■ TASK BRIEF: Write out all of the entries exactly, please.

___

PR #766, opened 2023-01-11
8299181: PaddingLayout unable to return byteAlignment value

minborg:
This PR proposes bit-aligning `PaddingLayout` to 8 by default as opposed to the current  value of 1.

More generally, the PR restricts `PaddingLayout` bit-alignment to non-negative values that are an even multiple of 8 (i.e. 0, 8, 16, ...). There are no mechanism to derive `VarHandle` objects for sub-byte access anyhow and trying to obtain a miss-aligned `VarHandle` would throw an exception. 

If integrated, all `MemoryLayout` types would be byte-aligned.

---------
### Progress

### Issue
 * [JDK-8299181](https://bugs.openjdk.org/browse/JDK-8299181): PaddingLayout unable to return byteAlignment value

### Reviewers

### Reviewing

Checkout this PR locally: \
`$ git fetch https://git.openjdk.org/panama-foreign pull/766/head:pull/766` \
`$ git checkout pull/766`

`$ git checkout pull/766` \
`$ git pull https://git.openjdk.org/panama-foreign pull/766/head`

</details>

Checkout this PR locally: \
`$ git pr checkout 766`

`$ git pr show -t 766`

</details>

<a href="https://git.openjdk.org/panama-foreign/pull/766.diff">https://git.openjdk.org/panama-foreign/pull/766.diff</a>

</details>

### DIFF
--- a/src/java.base/share/classes/java/lang/foreign/MemoryLayout.java
+++ b/src/java.base/share/classes/java/lang/foreign/MemoryLayout.java
@@ -30,7 +30,6 @@ import java.lang.invoke.MethodHandles;
 import java.lang.invoke.VarHandle;
 import java.nio.ByteOrder;
 import java.util.EnumSet;
-import java.util.List;
 import java.util.Objects;
 import java.util.Optional;
 import java.util.Set;
@@ -173,7 +172,7 @@ import jdk.internal.javac.PreviewFeature;
  * @since 19
  */
 @PreviewFeature(feature=PreviewFeature.Feature.FOREIGN)
-public sealed interface MemoryLayout permits GroupLayout, PaddingLayout, SequenceLayout, ValueLayout {
+public sealed interface MemoryLayout permits SequenceLayout, GroupLayout, PaddingLayout, ValueLayout {
 
     /**
      * {@return the layout size, in bits}
@@ -707,9 +706,10 @@ public sealed interface MemoryLayout permits GroupLayout, PaddingLayout, Sequenc
      */
     static StructLayout structLayout(MemoryLayout... elements) {
         Objects.requireNonNull(elements);
-        return wrapOverflow(() -> StructLayoutImpl.of(Stream.of(elements)
-                .map(Objects::requireNonNull)
-                .toList()));
+        return wrapOverflow(() ->
+                StructLayoutImpl.of(Stream.of(elements)
+                        .map(Objects::requireNonNull)
+                        .toList()));
     }
 
     /**
--- a/src/java.base/share/classes/java/lang/foreign/MemoryLayout.java
+++ b/src/java.base/share/classes/java/lang/foreign/MemoryLayout.java
@@ -36,6 +36,7 @@ import java.util.Optional;
 import java.util.Set;
 import java.util.function.Function;
 import java.util.function.Supplier;
+import java.util.stream.Stream;
 
 import jdk.internal.foreign.LayoutPath;
 import jdk.internal.foreign.LayoutPath.PathElementImpl.PathKind;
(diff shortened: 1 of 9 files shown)


src/java.base/share/classes/java/lang/foreign/MemoryLayout.java
```diff
@@ -611,15 +609,17 @@ static PathElement sequenceElement() {
...
+     * @param bitSize the padding size in bits.
      * @return the new selector layout.
-     * @throws IllegalArgumentException if {@code size <= 0}.
+     * @throws IllegalArgumentException if {@code bitSize < 0} or {@code bitSize % 8 != 0}
      */
-    static PaddingLayout paddingLayout(long size) {
-        MemoryLayoutUtil.checkSize(size);
-        return PaddingLayoutImpl.of(size);
+    static PaddingLayout paddingLayout(long bitSize) {
+        if (bitSize < 0 || bitSize % 8 != 0) {
```
mcimadamore, line 619: If I'm not mistaken, this is the same check that should be applied when we call `withBitAlignment`, right? It might be useful to consolidate (both impl-wise and doc-wise).

src/java.base/share/classes/java/lang/foreign/MemoryLayout.java
```diff
@@ -709,10 +709,7 @@ static SequenceLayout sequenceLayout(MemoryLayout elementLayout) {
      */
     static StructLayout structLayout(MemoryLayout... elements) {
         Objects.requireNonNull(elements);
-        return wrapOverflow(() ->
-                StructLayoutImpl.of(Stream.of(elements)
-                        .map(Objects::requireNonNull)
-                        .toList()));
+        return wrapOverflow(() -> StructLayoutImpl.of(List.of(elements)));
```
mcimadamore, line 712: Why was Objects.requireNonNull dropped? I believe that NPE  will be thrown deeper inside the implementation - which is why we had the eager check (to make stack trace more readable).

src/java.base/share/classes/jdk/internal/foreign/layout/AbstractLayout.java
```diff
@@ -140,17 +133,17 @@ String decorateLayoutString(String s) {
...
+            s = bitAlignment() + "%" + s;
         }
         return s;
     }
 
-    private static void checkAlignment(long alignmentBitCount) {
-        if (((alignmentBitCount & (alignmentBitCount - 1)) != 0L) || //alignment must be a power of two
-                (alignmentBitCount < 8)) { //alignment must be greater than 8
-            throw new IllegalArgumentException("Invalid alignment: " + alignmentBitCount);
+    private static long requirePowerOfTwoAndGreaterOrEqualToEight(long value) {
```
mcimadamore, line 141: Should this stay here, or be merged inside MemoryLayoutUtil? It seems the same as `requireBitSizeValid`, except for the zero behavior?

test/jdk/java/foreign/TestLayouts.java
```diff
@@ -166,6 +168,51 @@ public void testStructOverflow() {
...
+    }
+
+    @Test
+    public void testPaddingZeroBitSize() {
+        MemoryLayout.paddingLayout(0);
+    }
+
+    @Test
+    public void testNullMember() {
+        var illegalLayouts = new MemoryLayout[]{JAVA_INT, null, JAVA_INT};
```
mcimadamore, line 203: this is covered by TestNulls. That test will try to pass null values to all API methods accepting arrays, or collections, and will do so in an automatic fashion.

src/java.base/share/classes/jdk/internal/foreign/layout/AbstractLayout.java
minborg: This method also checks if the parameter is an even power of two.

mcimadamore (approved):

___

■ EXERCISE RESULT:
PR #766, opened 2023-01-11
8299181: PaddingLayout unable to return byteAlignment value

minborg:
This PR proposes bit-aligning `PaddingLayout` to 8 by default as opposed to the current  value of 1.

More generally, the PR restricts `PaddingLayout` bit-alignment to non-negative values that are an even multiple of 8 (i.e. 0, 8, 16, ...). There are no mechanism to derive `VarHandle` objects for sub-byte access anyhow and trying to obtain a miss-aligned `VarHandle` would throw an exception. 

If integrated, all `MemoryLayout` types would be byte-aligned.

---------
### Progress

### Issue
 * [JDK-8299181](https://bugs.openjdk.org/browse/JDK-8299181): PaddingLayout unable to return byteAlignment value

### Reviewers

### Reviewing

Checkout this PR locally: \
`$ git fetch https://git.openjdk.org/panama-foreign pull/766/head:pull/766` \
`$ git checkout pull/766`

`$ git checkout pull/766` \
`$ git pull https://git.openjdk.org/panama-foreign pull/766/head`

</details>

Checkout this PR locally: \
`$ git pr checkout 766`

`$ git pr show -t 766`

</details>

<a href="https://git.openjdk.org/panama-foreign/pull/766.diff">https://git.openjdk.org/panama-foreign/pull/766.diff</a>

</details>

### DIFF
--- a/src/java.base/share/classes/java/lang/foreign/MemoryLayout.java
+++ b/src/java.base/share/classes/java/lang/foreign/MemoryLayout.java
@@ -30,7 +30,6 @@ import java.lang.invoke.MethodHandles;
 import java.lang.invoke.VarHandle;
 import java.nio.ByteOrder;
 import java.util.EnumSet;
-import java.util.List;
 import java.util.Objects;
 import java.util.Optional;
 import java.util.Set;
@@ -173,7 +172,7 @@ import jdk.internal.javac.PreviewFeature;
  * @since 19
  */
 @PreviewFeature(feature=PreviewFeature.Feature.FOREIGN)
-public sealed interface MemoryLayout permits GroupLayout, PaddingLayout, SequenceLayout, ValueLayout {
+public sealed interface MemoryLayout permits SequenceLayout, GroupLayout, PaddingLayout, ValueLayout {
 
     /**
      * {@return the layout size, in bits}
@@ -707,9 +706,10 @@ public sealed interface MemoryLayout permits GroupLayout, PaddingLayout, Sequenc
      */
     static StructLayout structLayout(MemoryLayout... elements) {
         Objects.requireNonNull(elements);
-        return wrapOverflow(() -> StructLayoutImpl.of(Stream.of(elements)
-                .map(Objects::requireNonNull)
-                .toList()));
+        return wrapOverflow(() ->
+                StructLayoutImpl.of(Stream.of(elements)
+                        .map(Objects::requireNonNull)
+                        .toList()));
     }
 
     /**
--- a/src/java.base/share/classes/java/lang/foreign/MemoryLayout.java
+++ b/src/java.base/share/classes/java/lang/foreign/MemoryLayout.java
@@ -36,6 +36,7 @@ import java.util.Optional;
 import java.util.Set;
 import java.util.function.Function;
 import java.util.function.Supplier;
+import java.util.stream.Stream;
 
 import jdk.internal.foreign.LayoutPath;
 import jdk.internal.foreign.LayoutPath.PathElementImpl.PathKind;
(diff shortened: 1 of 9 files shown)


src/java.base/share/classes/java/lang/foreign/MemoryLayout.java
```diff
@@ -611,15 +609,17 @@ static PathElement sequenceElement() {
...
+     * @param bitSize the padding size in bits.
      * @return the new selector layout.
-     * @throws IllegalArgumentException if {@code size <= 0}.
+     * @throws IllegalArgumentException if {@code bitSize < 0} or {@code bitSize % 8 != 0}
      */
-    static PaddingLayout paddingLayout(long size) {
-        MemoryLayoutUtil.checkSize(size);
-        return PaddingLayoutImpl.of(size);
+    static PaddingLayout paddingLayout(long bitSize) {
+        if (bitSize < 0 || bitSize % 8 != 0) {
```
mcimadamore, line 619: If I'm not mistaken, this is the same check that should be applied when we call `withBitAlignment`, right? It might be useful to consolidate (both impl-wise and doc-wise).

src/java.base/share/classes/java/lang/foreign/MemoryLayout.java
```diff
@@ -709,10 +709,7 @@ static SequenceLayout sequenceLayout(MemoryLayout elementLayout) {
      */
     static StructLayout structLayout(MemoryLayout... elements) {
         Objects.requireNonNull(elements);
-        return wrapOverflow(() ->
-                StructLayoutImpl.of(Stream.of(elements)
-                        .map(Objects::requireNonNull)
-                        .toList()));
+        return wrapOverflow(() -> StructLayoutImpl.of(List.of(elements)));
```
mcimadamore, line 712: Why was Objects.requireNonNull dropped? I believe that NPE  will be thrown deeper inside the implementation - which is why we had the eager check (to make stack trace more readable).

src/java.base/share/classes/jdk/internal/foreign/layout/AbstractLayout.java
```diff
@@ -140,17 +133,17 @@ String decorateLayoutString(String s) {
...
+            s = bitAlignment() + "%" + s;
         }
         return s;
     }
 
-    private static void checkAlignment(long alignmentBitCount) {
-        if (((alignmentBitCount & (alignmentBitCount - 1)) != 0L) || //alignment must be a power of two
-                (alignmentBitCount < 8)) { //alignment must be greater than 8
-            throw new IllegalArgumentException("Invalid alignment: " + alignmentBitCount);
+    private static long requirePowerOfTwoAndGreaterOrEqualToEight(long value) {
```
mcimadamore, line 141: Should this stay here, or be merged inside MemoryLayoutUtil? It seems the same as `requireBitSizeValid`, except for the zero behavior?

test/jdk/java/foreign/TestLayouts.java
```diff
@@ -166,6 +168,51 @@ public void testStructOverflow() {
...
+    }
+
+    @Test
+    public void testPaddingZeroBitSize() {
+        MemoryLayout.paddingLayout(0);
+    }
+
+    @Test
+    public void testNullMember() {
+        var illegalLayouts = new MemoryLayout[]{JAVA_INT, null, JAVA_INT};
```
mcimadamore, line 203: this is covered by TestNulls. That test will try to pass null values to all API methods accepting arrays, or collections, and will do so in an automatic fashion.

src/java.base/share/classes/jdk/internal/foreign/layout/AbstractLayout.java
minborg: This method also checks if the parameter is an even power of two.

mcimadamore (approved):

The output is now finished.